About this Guide

AI Integration Guide for Prior Learning Assessment and Recognition is a guide designed to help post-secondary educators understand how generative AI can be responsibly and effectively integrated into Prior Learning Assessment and Recognition (PLAR) design and delivery processes. It offers practical strategies, examples, and considerations to help educators use AI tools to streamline assessment creation, enhance clarity, and maintain academic standards—while reinforcing the importance of human oversight and professional judgment.

Who Is this Guide for?

This guide is for faculty members who design or support Prior Learning Assessment and Recognition (PLAR). It will also be helpful for academic advisors, program coordinators, and other staff who guide learners through PLAR. Whether you are new to using Generative Artificial Intelligence (GenAI) or looking for ways to use it more effectively and ethically, this guide offers practical examples and ideas you can apply in your work.

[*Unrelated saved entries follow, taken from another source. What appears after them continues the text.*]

PR #9606, opened 2026-07-20
fix(terminal): harden macOS login-preflight spawn path (#9301 follow-ups)

brennanb2025:
Follow-ups to the two-pass review on #9301 (`fix(terminal): bypass rejected macOS login sessions`). I re-derived each finding's severity from the code rather than trusting the review labels. None are release blockers; these are low-likelihood robustness, observability, and bounded-work fixes.

## What's fixed

**F1 — transient probe failures recover without taxing every spawn** (`macos-tcc-login-shell.ts`)
The probe returns `{ok, conclusive, reason}`. Only a conclusive PAM verdict caches permanently. A probe killed by our SIGKILL timeout / `ETIMEDOUT` / maxBuffer is inconclusive: it fails open to a direct shell, then retries with 5-second exponential backoff capped at 5 minutes. This preserves self-healing without adding a 500 ms wait and a `login(1)` subprocess to every terminal spawn when the environmental failure persists.

**F2 — degrade is diagnosable** (`daemon-entry.ts`)
`prepareMacosTccLoginShell()` returns the outcome; the daemon emits a structured `macos-login-preflight {ok, reason}` log on degrade, since detached daemons destroy stderr and lose the `console.warn`.

**F3 — concurrent same-session-id spawn is coalesced before process launch** (`local-pty-provider.ts`)
After the only async preparation boundary, the loser re-checks the stable session ID and attaches to the winner before calling node-pty. This avoids both an orphan and the prior follow-up's redundant spawn-then-kill subprocess. The winning PTY receives the later request's resize and retains its native/WSL metadata.

**F4 — pending daemon preparation follows connection ownership** (`daemon-server.ts`)
Preparations carry their `clientId`; control- or stream-socket loss cancels only that client's pending work. Reconnect handoff also cancels the old owner's preparation synchronously, covering the same-ID socket-replacement path where the stale close handler intentionally does nothing. Other clients' preparations are unaffected.

**F7**
Warm the PAM probe at daemon startup (mirrors `warmPwshAvailabilityCache`); document the pipe-vs-PTY probe fidelity limit; preserve `SessionNotFoundError` when `kill` has no pending preparation.

## Deliberately not fixed

- **F5** (orphan sweep misses in-flight spawns): self-limits to the next reload, and a complete fix needs generation ownership for in-flight local work.
- **F6** (hibernated v22 wake bypasses v23 preflight): inherent to legacy attach; self-heals once daemons are v23.
- F7 error-name unification: cosmetic cross-layer churn.

## Reliability and performance contract

- **Invariant:** a fresh terminal reaches the configured shell; a rejected/hung PAM probe never strands the PTY at `login:`. One stable local session ID owns at most one native PTY, and a disconnected/replaced daemon client cannot create a later orphan.
- **Failure sources:** transient or persistent PAM timeout, concurrent same-ID local spawn, control- or stream-socket loss during preparation, and same-client-ID reconnect before the stale close event.
- **Oracle:** deterministic tests count `execFile`, node-pty spawn, resize, and daemon subprocess calls. Persistent failures attempt at t=0, 5s, and 15s rather than every spawn; two concurrent local requests produce one native spawn; a lost owner's control or stream socket and reconnect replacement produce zero subprocesses after ownership cancellation, while unrelated clients continue.
- **Gate:** focused provider/daemon unit coverage is the deterministic gate. The existing real macOS Electron run covers the healthy spawn/reattach path; live PAM-timeout and socket-replacement fault injection remain accepted gaps.
- **Provider/platform coverage:** macOS local and daemon paths are covered. The stable-ID coalescing path is platform-neutral and retains Windows/WSL metadata semantics. SSH/remote and mobile/relay do not execute this local/daemon preflight path and are unaffected.
- **Diagnostics:** detached-daemon degradation is recorded as structured metadata without PAM output or account details.
- **Performance budget:** no polling, timers, global session inventories, or provider fanout were added. Retry state is O(1), probes remain in-flight deduplicated, retry frequency is exponentially bounded, and concurrent same-ID requests now launch one native process instead of two.

## Tests

- 139/139 focused tests across macOS preflight, local PTY, daemon server, and client ownership suites.
- 11 adjacent terminal/daemon/provider suites passed, including session teardown, terminal host, daemon adapter respawn/reattach, subprocess, entry/main, and IPC.
- `pnpm run typecheck:node` passed.
- Changed-file oxlint, React Doctor lint, oxfmt, and `git diff --check` passed.
- Existing Electron dev-build macOS happy-path evidence is attached below.

### DIFF
--- a/src/main/daemon/daemon-entry.ts
+++ b/src/main/daemon/daemon-entry.ts
@@ -82,6 +82,18 @@ async function main(): Promise<void> {
   daemonLog.log('startup', { protocolVersion: PROTOCOL_VERSION, socketPath })
   void warmPwshAvailabilityCache()
 
+  // Why: detached daemons destroy stderr, so the preflight's console.warn is lost;
+  // surface a degraded TCC attribution here where it's diagnosable (F2).
+  const runMacosLoginPreflight = async (): Promise<void> => {
+    const outcome = await prepareMacosTccLoginShell()
+    if (outcome && !outcome.ok) {
+      daemonLog.log('macos-login-preflight', { ok: outcome.ok, reason: outcome.reason })
+    }
+  }
+  // Why: warm the PAM probe at idle startup so the first terminal spawn doesn't
+  // pay it under load — shrinking the window where a slow probe degrades (F1/F7).
+  void runMacosLoginPreflight()
+
   // Why: node-pty can throw a C++ Napi::Error that escapes all JS try/catch
   // blocks (e.g. writing to a PTY whose fd was closed between the native
   // exit signal and the JS onExit callback). Without this handler, Node's
@@ -152,7 +164,7 @@ async function main(): Promise<void> {
     ...(launchNonce ? { launchNonce } : {}),
     ...(pidPath ? { startedAtMs } : {}),
     log: daemonLog,
-    preparePtySpawn: prepareMacosTccLoginShell,
+    preparePtySpawn: runMacosLoginPreflight,
     spawnSubprocess: (opts) => createPtySubprocess(opts),
     onIdleShutdown: () => {
       shuttingDown = true
--- a/src/main/daemon/daemon-preflight-client-replacement.test.ts
+++ b/src/main/daemon/daemon-preflight-client-replacement.test.ts
@@ -1,27 +1,34 @@
 import { afterEach, beforeEach, describe, expect, it, vi } from 'vitest'
+import { connect, type Socket } from 'node:net'
 import { join } from 'node:path'
 import { tmpdir } from 'node:os'
-import { mkdtempSync, rmSync } from 'node:fs'
+import { mkdtempSync, readFileSync, rmSync } from 'node:fs'
 import { DaemonClient } from './client'
 import { DaemonServer } from './daemon-server'
+import { encodeNdjson } from './ndjson'
+import { PROTOCOL_VERSION } from './types'
 import type { SubprocessHandle } from './session'
 
 type DaemonServerPrivate = {
   pendingPtySpawnPreparations: Map<string, Set<unknown>>
+  clients: Map<string, { streamSocket: Socket | null }>
 }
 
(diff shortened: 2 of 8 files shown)


brennanb2025:
## Manual verification (Electron dev build, macOS)

Launched this branch's dev build (`tigerfish @ brennanb2025/agent-slack-followups`) via the electron skill (CDP-attached), added this repo, activated the worktree, and drove real terminals. Goal: confirm the happy path my changes touch — macOS shells spawn wrapped in `/usr/bin/login` (the login-preflight path) — still works and that F1/F3 don't regress normal spawn/reattach.

**What was exercised through the real UI:**

**1. Fresh spawn #1 — live shell, no `Login incorrect` / `login:`.** The preflight hit the conclusive-accept path (F1), the wrapper produced a working interactive zsh. Typed a command; it executed (`ORCA-PTY-LIVE-MARKER` / `done`). The dropped leading `w` in `hoami` is my automation's first-keystroke-before-focus race, not a product issue — the shell clearly received and ran the rest.

Terminal 1 fresh spawn, live

**2. Fresh spawn #2 — second new terminal tab, also live** (`SECOND-TERMINAL-LIVE` + `pwd`). A second independent fresh spawn through the same preflight/wrapper path.

Terminal 2 fresh spawn, live

**3. Reattach — switched back to Terminal 1; history preserved, no respawn.** Exercises the existing-PTY reattach early-return (the path the F3 guard sits just past).

Terminal 1 reattach, history preserved

### Coverage honesty
The four behavioral fixes are **edge cases not reachable through normal UI** — a transient 500 ms probe timeout (F1), the daemon degrade log (F2), a concurrent same-session-id spawn race (F3), and a mid-preflight control-socket disconnect (F4). Those are covered by the added unit tests (137/137), not by this manual run. What the manual run proves is that the **common spawn + reattach path is intact** on macOS after these changes — i.e. no regression to the thing #9301 originally fixed.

What is Prior Learning Assessment and Recognition (PLAR)?

Prior Learning Assessment Recognition, or PLAR, is the processes that allow individuals to identify, document, have assessed, and gain recognition for, their prior learning. The learning may be formal, informal, non-formal, or experiential. For example, a student may come to Humber with volunteer experience in a community mental health organization and have completed extensive, related training workshops. Through the PLAR process, this student could request to challenge a discipline-related course in their Humber program and demonstrate the knowledge, skills and abilities they acquired in their volunteer position in relation to the course learning outcomes to earn the course credit.

Why Use AI in PLAR?

  • Enhance assessment design: Use GenAI to help create, refine, and personalize assessments that recognize diverse forms of prior learning.
  • Work more efficiently: Treat GenAI as a co-creator to reduce time spent on drafting materials while maintaining academic quality.
  • Promote accessibility: Generate varied assessment options that align with course outcomes and meet different learner needs.
  • Strengthen feedback: Use AI tools to produce clear, goal-focused, and timely feedback that supports learner growth.
  • Encourage reflection: Apply GenAI to help learners articulate and connect their prior experiences to learning outcomes.
  • Use AI responsibly: Always verify AI-generated content, protect learner information, and ensure that final judgments remain human-led.

Explore the Guide

This guide is provided as an interactive online resource, organized into the following lessons:

  • Getting Started with Generative AI (GenAI): Learn practical prompting techniques to build confidence and use GenAI effectively in your work.
  • The 4-Step PLAR Design Process (GenAI-Integrated): Discover how GenAI can support each stage of PLAR design through clear examples and a short knowledge check.
  • Assessing Learner Performance using GenAI: Explore responsible ways to use GenAI in PLAR assessment while ensuring fairness and human oversight.
  • Maintaining Ethical AI Use in Higher Education: Review key principles and recommendations to help educators apply GenAI ethically in PLAR practice.
Access the AI Integration Guide for Prior Learning Assessment and Recognition

How to Use the Guide

  • If you’re new to AI, start with Getting Started with Generative AI (GenAI) to learn the basics and build confidence.
  • If you already understand AI basics, skip ahead to the 4-Step PLAR Design Process (GenAI-Integrated) for practical examples you can apply to your work.
  • If you design or review PLAR assessments, focus on Assessing Learner Performance Using GenAI to explore responsible assessment strategies.
  • If your role involves advising or supporting learners, look for examples throughout the guide that show how AI can improve communication and reflection.
  • If you lead academic teams or programs, review Maintaining Ethical AI Use in Higher Education to guide policy and practice discussions.
  • If you prefer to learn by doing, move through the guide in order, completing the short knowledge checks and applying examples as you go.